By John Fritz, Director of New Media Learning and Development
Maybe you're curious about UMBC's latest national news coverage, or you log into myUMBC to add money to your campus ID card or just have your browser's "Home" button set to www.umbc.edu. However you arrive, if you do so on a Friday afternoon, you're likely to witness a metamorphosis quite rare in higher education: a completely different looking home page each week.
During the semester, nearly 10,000 people visit UMBC's Web site every day. Of those, almost half start with the campus home page. That's not terribly surprising, but did you know the home page feature window consistently ranks in the top 15-20 of all pages? Last week, when Newsweek named UMBC a "Hot" school, the accompanying "window" nearly cracked the top 10 for the first time with more than 2,000 page views? This suggests a lot of you are watching (and returning) to the home page, which is exactly what you want with a site. Quite simply, dynamic content like the window feature, daily Campus Life links, Today@UMBC, news headlines and Featured Site help make UMBC's home page "sticky." Users tend to return.
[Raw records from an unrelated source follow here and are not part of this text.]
PR #289, opened 2022-02-07
Emit BuiltinDecl async to avoid blocking codegen

hinshun:
- Supersedes https://github.com/openllb/hlb/pull/83

BuiltinDecls no longer have access to the `Register`, but simply just get the current `Value` and must return `(Value, error)`. This seems to be cleaner, since it doesn't really need to know about the `Register`.

`(Register).Set` still exists but only as syntactic sugar.

`(Register).SetAsync` is used explicitly when the value is only derived from a callback.

Should speed up any build using multiple images, and any future instruction that have asynchronous tasks (like codegen imports).


codegen/value.go
```diff
@@ -52,9 +54,71 @@ func NewRegister(ctx context.Context) Register {
...
+	return r.SetAsync(func(Value) (Value, error) {
+		return r.ctor(iface)
+	})
+}
+
+func (r *register) SetAsync(f func(Value) (Value, error)) error {
+	var prev chan Value
+	if len(r.rets) == 0 {
+		prev = make(chan Value, 1)
+		prev <- r.Value
```
aaronlehmann, line 67: Trying to understand this pattern. You create a buffered channel, write to it, and immediately read the value in the goroutine below?

I think some comments would help here.

I'm also not sure I understand the stack of `rets` and why it makes sense for `value()` to pop from the stack.

hinshun: So I'm essentially creating a chain of goroutines piped together with channels. For the zero case, I create a buffered channel to bootstrap the chain.

You're right, I don't actually need the stack, I simplified it to just keeping track of the last channel.

codegen/value.go
```diff
@@ -52,9 +54,71 @@ func NewRegister(ctx context.Context) Register {
...
+	} else {
+		prev = r.last
+	}
+
+	ret := make(chan Value)
+	r.last = ret
+
+	go func() {
+		defer close(prev)
```
aaronlehmann, line 76: Why do you need to close `prev`? Isn't the line below the last thing that will ever read from it?

codegen/value.go
```diff
@@ -52,9 +54,71 @@ func NewRegister(ctx context.Context) Register {
...
+		ret <- next
+	}()
+
+	return nil
+}
+
+func (r *register) value() Value {
+	if r.last != nil {
+		r.Value = <-r.last
+		close(r.last)
```
aaronlehmann, line 90: Same question here. You're done with `r.last`, so closing it doesn't change anything.

codegen/value.go
hinshun: Huh, I always thought you need to eventually close every channel in go. TIL

hinshun:
Updated and squashed

codegen/value.go
aaronlehmann: It's a common misunderstanding. Channels get garbage collected like other variables in Go. Closing it just causes reads to return the zero value immediately once the buffer is empty, and reads with the `x, ok := <-chan` syntax return false for `ok`.

PR #290, opened 2022-02-08
Refactor import modules into codegen using lazy async

hinshun:
- Previously, all `ImportDecl` in the AST are crawled and resolved before codegen even begins, even if they are not been used, and also disallows imports in imports since it was a one-pass.
- Imports are now emitted dynamically during codegen, making them (1) lazy, (2) recursive, allowing you to use imports within imports.
- Example, running `hlb run -t lint` no longer pulls in `image("openllb/go.hlb")` because its code path doesn't depend on the import even if the module does.

## Implementation notes
- Imports are evaluated before call{stmt,expr} arguments are evaluated because we need the type information for its arguments. The signatures are now embedded in the `(parser.Call{Stmt,Expr}).Signature` during `checker` for easy access.
- Codegen no longer needs to guess the arg types for `(*CodeGen).Evaluate` since it has access to signatures.
- Refactor `module.Resolver` to `codegen.Resolver`
- Refactor `module.Resolved` to `parser.Directory`
- Refactor `cmd/hlb/command/context.go` client to `client.go` for re-use in `langserver`
- Once import is resolved, changed `obj.Data = imod.Scope` to `obj.Data = imod`, since we need access to both scope and directory interface.
- `Callable` and `BuiltinDecl` were refactored around due to golang import cycles
- Import related tests moved from `checker_test` to `codegen_test`
- Linter recursive removed because its already recursive in codegen's dynamic imports
- Move lint tests to `linter_test`, updated `checker_test` and `codegen_test` so they don't expect lint transforms

### DIFF
--- a/client.go
+++ b/client.go
@@ -20,38 +20,8 @@ import (
 // BuildKit which supports a subset of the exporters and special `moby`
 // exporter.
 func Client(ctx context.Context, addr string) (*client.Client, context.Context, error) {
-	var (
-		dockerCli *dockercommand.DockerCli
-		auth      imagetools.Auth
-		err       error
-	)
 	// Attempt to connect to a healthy docker engine.
-	for _, f := range []func() error{
-		func() error {
-			dockerCli, err = dockercommand.NewDockerCli()
-			return err
-		},
-		func() error {
-			return dockerCli.Initialize(flags.NewClientOptions())
-		},
-		func() error {
-			_, err = dockerCli.Client().ServerVersion(ctx)
-			return err
-		},
-		func() error {
-			imageopt, err := storeutil.GetImageConfig(dockerCli, nil)
-			if err != nil {
-				return err
-			}
-			auth = imageopt.Auth
-			return nil
-		},
-	} {
-		err = f()
-		if err != nil {
-			break
-		}
-	}
+	dockerCli, auth, err := NewDockerCli(ctx)
 
 	// If addr is empty, connect to BuildKit using connection helpers.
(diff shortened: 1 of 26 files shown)


module/resolve.go
```diff
@@ -234,11 +187,16 @@ type remoteResolved struct {
 	closed chan struct{}
 }
 
-func (r *remoteResolved) Digest() digest.Digest {
+func (r *remoteDirectory) Path() string {
+	// TODO: cache imports in home dir
```
hinshun, line 191: Leaving for follow up PR.

client.go
```diff
@@ -0,0 +1,71 @@
...
+// BuildKit which supports a subset of the exporters and special `moby`
+// exporter.
+func Client(ctx context.Context, addr string) (*client.Client, context.Context, error) {
+	var (
+		dockerCli *dockercommand.DockerCli
+		auth      imagetools.Auth
+		err       error
+	)
+	// Attempt to connect to a healthy docker engine.
+	for _, f := range []func() error{
```
aaronlehmann, line 29: Never seen this pattern before. Do you think it's better than the normal `if err := foo(); err != nil { return err }` approach?

hinshun: It evolved into something weird, I fixed it here: https://github.com/openllb/hlb/pull/290/commits/7296571611076ca7b8bba03c5ea3e31b724f1bbe

coryb (approved):
Hard one to review, I think I get the gist of it, nothing jumps out to me as a problem.

PR #295, opened 2022-02-11
Fast path register set when no async has been queued up

hinshun:
No need to create goroutines and channels unnecessarily

### DIFF
--- a/codegen/value.go
+++ b/codegen/value.go
@@ -55,8 +55,16 @@ func NewRegister(ctx context.Context) Register {
 }
 
 func (r *register) Set(iface interface{}) error {
+	// If there are no async queued up, fast path towards setting the register.
+	val, err := r.ctor(iface)
+	if r.last == nil {
+		if err == nil {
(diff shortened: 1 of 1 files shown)


codegen/value.go
```diff
@@ -55,8 +55,14 @@ func NewRegister(ctx context.Context) Register {
 }
 
 func (r *register) Set(iface interface{}) error {
+	val, err := r.ctor(iface)
+	if r.last == nil {
+		// If there are no async queued up, fast path towards setting the register.
+		r.value = val
```
aaronlehmann, line 61: Is it correct to set `r.value = val` even if `r.ctor` returned an error? I notice the slow path would set it to `&errorValue{err}`.

hinshun: Yes you're right, we don't need to set `&errorValue{err}` but we shouldn't override `r.value` with a nil.

aaronlehmann (approved):

PR #300, opened 2022-02-14
Refactor func signature into struct

hinshun:
- Necessary for the debugger to match the function signature as one `ast.Node` with a start -> end position
- Rename `fun` variables to be `fd` consistently across the code base


parser/ast/unparse.go
```diff
@@ -147,22 +147,28 @@ func (e *Export) Unparse(opts ...UnparseOption) string {
...
-		params = fd.Params.Unparse(opts...)
+	body := ""
+	if fd.Body != nil {
+		body = fmt.Sprintf(" %s", fd.Body.Unparse(opts...))
 	}
 
-	effects := ""
-	if fd.Effects != nil {
-		effects = fmt.Sprintf(" %s", fd.Effects.Unparse(opts...))
+	return fmt.Sprintf("%s%s", fd.Sig.Unparse(opts...), body)
```
aaronlehmann, line 155: Nit: `fd.Sig.Unparse(opts...) + body` is simpler

aaronlehmann (approved):

PR #86, opened 2019-07-04
KOGITO-42 - Use Spring specific dependencies for injection in generat…

mswiderski:
…ed code


kogito-codegen/src/main/java/org/kie/kogito/codegen/rules/RuleUnitContainerGenerator.java
```diff
@@ -134,8 +136,9 @@ public static ClassOrInterfaceType ruleUnitType(String canonicalName) {
                 .setTypeArguments(new ClassOrInterfaceType(null, canonicalName));
     }
 
-    public RuleUnitContainerGenerator withCdi(boolean hasCdi) {
+    public RuleUnitContainerGenerator withCdi(boolean hasCdi, DependencyInjectionAnnotator annotator) {
```
evacchi: I suppose we could just remove the boolean, if this is !=null then, we add the annotations, otherwise we omit them. WDYT? (same comment everywhere else)

mswiderski: yes, we can do that

mswiderski: updates done

PR #88, opened 2019-07-05
KOGITO-43: IncrementalRuleCodegen should generate all related rules when one DRL file is changed

evacchi:
This PR brings in most logic from ModelWriter [1] **into** IncrementalRuleCodegen, so that it used the ModelGenerator, without depending on ModelWriter to do the file writing. It also consolidates all the non-model-related codegen (ProjectModel, ProjectRuntime, ...) that is currently scattered across many different components (e.g. KieProject etc.) in one single point, separate from the model compiler.

[1] until this cannot be forward-ported https://github.com/kiegroup/drools/pull/2428


evacchi:
jenkins please retest this

evacchi:
jenkins please retest this

PR #98, opened 2019-07-17
[KOGITO-56] first implementation of automatic rest endpoint generatio…

mariofusco:
…n for queries


mariofusco:
ok to test

api/kogito-api/src/main/java/org/kie/kogito/rules/RuleUnitInstance.java
```diff
@@ -15,7 +15,11 @@
 
 package org.kie.kogito.rules;
 
+import java.util.List;
+import java.util.Map;
+
 public interface RuleUnitInstance<T extends RuleUnitMemory> {
     RuleUnit<T> unit();
     int fire();
+    List<Map<String, Object>> executeQuery( String query, Object... arguments);
```
evacchi: I wonder if we could do a less "generic" API and tie it more with the `T` that we have there, like... if the query is declared somehow in the unit, so that we actually return something meaningful instead of a List<Map<...>>.

drools/drools-core/src/main/java/org/drools/core/base/SequentialKnowledgeHelper.java
```diff
@@ -111,8 +111,8 @@ public Activation getMatch() {
         return this.activation;
     }
 
-    //    public QueryResults getQueryResults(final String query) {
-    //        return this.workingMemory.getQueryResults( query );
+    //    public QueryResults executeQuery(final String query) {
```
evacchi: I guess we may delete lines that have been commented out

drools/drools-model/drools-model-compiler/src/main/java/org/drools/modelcompiler/builder/PackageModel.java
```diff
@@ -134,6 +134,7 @@
 
     private final String pkgUUID;
     private Set<Class<?>> ruleUnits = new HashSet<>();
+    private Map<Class<?>, List<QueryDescr>> queriesByRuleUnit = new HashMap<>();
```
evacchi: for simpler code, consider (if it makes sense) to create e RuleUnitDescr (any name is fine) that contains only the queries for that rule unit, instead of using a Map.  `private Set<Class<?>> ruleUnits = new HashSet<>(); ` may be fields of that class too.

drools/drools-model/drools-model-compiler/src/main/java/org/drools/modelcompiler/builder/PackageModel.java
```diff
@@ -349,6 +350,15 @@ public void addRuleUnit(Class<?> ruleUnitType) {
         return ruleUnits;
     }
 
+    public void addQueryInRuleUnit(Class<?> ruleUnitType, QueryDescr query) {
```
evacchi: and these could be methods for that class

kogito-codegen/src/main/java/org/kie/kogito/codegen/FileGenerator.java
```diff
@@ -0,0 +1,33 @@
...
+ * limitations under the License.
+ */
+
+package org.kie.kogito.codegen;
+
+import java.nio.charset.StandardCharsets;
+
+import static org.kie.kogito.codegen.ApplicationGenerator.log;
+
+public interface FileGenerator {
```
evacchi: what's the interface for? do we ever use this except for implement clauses?

kogito-codegen/src/main/java/org/kie/kogito/codegen/FileGenerator.java
```diff
@@ -0,0 +1,33 @@
...
+    String generatedFilePath();
+
+    String generate();
+
+    default GeneratedFile generateFile(GeneratedFile.Type fileType) {
```
evacchi: If I've understood the purpose of this interface fileType() can be just another method, and this one can be made zero args.

kogito-codegen/src/main/java/org/kie/kogito/codegen/rules/RuleCodegenProject.java
```diff
@@ -35,10 +35,9 @@
...
 
-import com.github.javaparser.ast.CompilationUnit;
-import com.github.javaparser.ast.body.ClassOrInterfaceDeclaration;
-import com.github.javaparser.ast.body.FieldDeclaration;
-import com.github.javaparser.ast.expr.StringLiteralExpr;
+import static com.github.javaparser.StaticJavaParser.parse;
+import static org.kie.kogito.codegen.ApplicationGenerator.log;
+import static org.kie.kogito.codegen.rules.RuleUnitsRegisterClass.RULE_UNIT_REGISTER_SOURCE;
 
 public class RuleCodegenProject extends CanonicalModelCodeGenerationKieProject implements KieBuilder.ProjectType {
```
evacchi: as discussed, we can drop this class, if you want

PR #100, opened 2019-07-24
[KOGITO-70] kogito-quarkus-archetype pom dependencyManagement

tkobayas:
Applying the same dependencyManagement from kogito-examples/pom.xml. It may not be fully required for the test-process but aligning with kogito-examples sounds good to me.


tkobayas:
Removed redundant <version>

PR #106, opened 2019-07-31
KOGITO-97: Internal message-based API for DataProcessor

evacchi:
note: this is really similar to jBPM's usage of signals, so we might want to unify here.

the DataStore+InternalDataStore interface pattern tends to be leaky, and it exposes details about the implementation in the public interface. I am proposing an alternative design where only a simple method is exposed:

```
interface DataProcessor<T> {
    void process(Message<T> m)
}
```

which also makes it nice to implement as a lambda (e.g. when you add a subscriber just for "peeking" at the data that's passing by -- very useful for testing; see https://github.com/kiegroup/kogito-examples/pull/59 where I came up with a factory for DataProcessor exactly to avoid implementing N methods)

a public hierarchy of messages is provided:

- Insert<T>
- Update<T>
- Delete<T>

end users are not supposed to interact with these messages directly, unless they want to write their own DataProcessor; they instead use public methods on DataSources. If they do want to implement a DataProcessor, they can easily choose which message they want to listen to, and discard the others e.g.:

```
DataProcessor<T> p = m -> { 
  if (m instanceof Insert) { /* do something */ }
  // ignore everything else
}
```

at the same time, this allows us to define internal messages, travelling on the same "logical" bus; e.g. we can provide a public implementation for Update<T> that any Processor can use, but also extend it to an internal EntryPointUpdate<T> that is only recognized by EntryPointProcessor instances (and processed by any other DataProcessor as a regular Update otherwise)

upsides: 
  - our interface is cleaner
  - it's probably a pattern we will reuse in other places (signal for yield/suspend on units)

downsides: 
  - we are now using instanceof instead of method dispatch (minor problem probably)
  - testing harder ? not sure...


mswiderski:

The window concept is simple, but the execution isn't: change the home page photo each week (not so bad) AND write a new, timely and interesting story to match it. That's tough. UCLA, Buffalo and others are also putting a lot of work into home page features. But few schools I know are doing this on a weekly basis. Even if external visitors don't scan the archive that accompanies each feature, its growing length suggests substance.
Of course that's good news for UMBC, but it's also good for all of the department and organization sites connected to it. Since a home page serves as a Web site's primary navigation, it's important that people be able to easily start from and return to it to find what they're looking for. And maybe be surprised by something they aren't.
So, who actually cleans the home page window, and how are stories selected? Typically, the window is part of a Monday morning meeting about online content in the Office of Institutional Advancement. Key sites include Techport, news, campus life, Insights Weekly and the Graduate School site, which is currently being redesigned.
In addition Online News Editor Eleanor Lewis meets with Marketing Director Sara Sommerville every other month to coordinate the Window's long-term schedule with strategic university needs -- graduate recruitment is big right now -- develop future assignments for their OIA colleagues Charlie Melichar, Chip Rose, Miriam Tillman and Dave Daniel, and generally try to anticipate what might be topical.
Many stories come from existing publications the campus might not see often, like the Graduate Admissions view book or the university's annual report edited by Sandra Dzija and Karen Baxter. Associate Director of Creative Services Peggy Boney '94, who designed those publications and the UMBC home page, also designs the window feature page, with occasional backup from Jim Lord and Kristin Brings.
"The window certainly is a collaborative effort that helps market the university to prospective students, parents, businesses and friends," says Lewis. "But I think it's also helped build community."
If you'd like to increase traffic to your site, here are a few tips to consider:
Track your site. UMBC uses WebTrends and can create a profile for your site if it's hosted on the main webserver-sorry, we can't track personal pages. To request a WebTrends profile, send email to webdev@umbc.edu and include the URL of your site.
Tell users when you add content. Provide a "What's New," "Announcements," or "About This Site" section. A pet peeve: Don't make these secondary links users have to click to open. If it's new, it should be important enough to give it space on your home page where people won't miss it.
Don't go it alone. Just as the home page window is collaborative effort within OIA, cultivate the habit and culture of talking about your Web site with colleagues in your department or organization. Nobody has all the answers, and you'll actually learn a lot from each other about how real people use the web. If you don't have someone to talk to, consider joining the UMBC Web Developers group for announcements.
And of course I hope you'll make a link to the UMBC home page. We'd like all your new visitors to know where they can find more cool sites.
Tech Watch appears in Insights the first Wednesday of each month.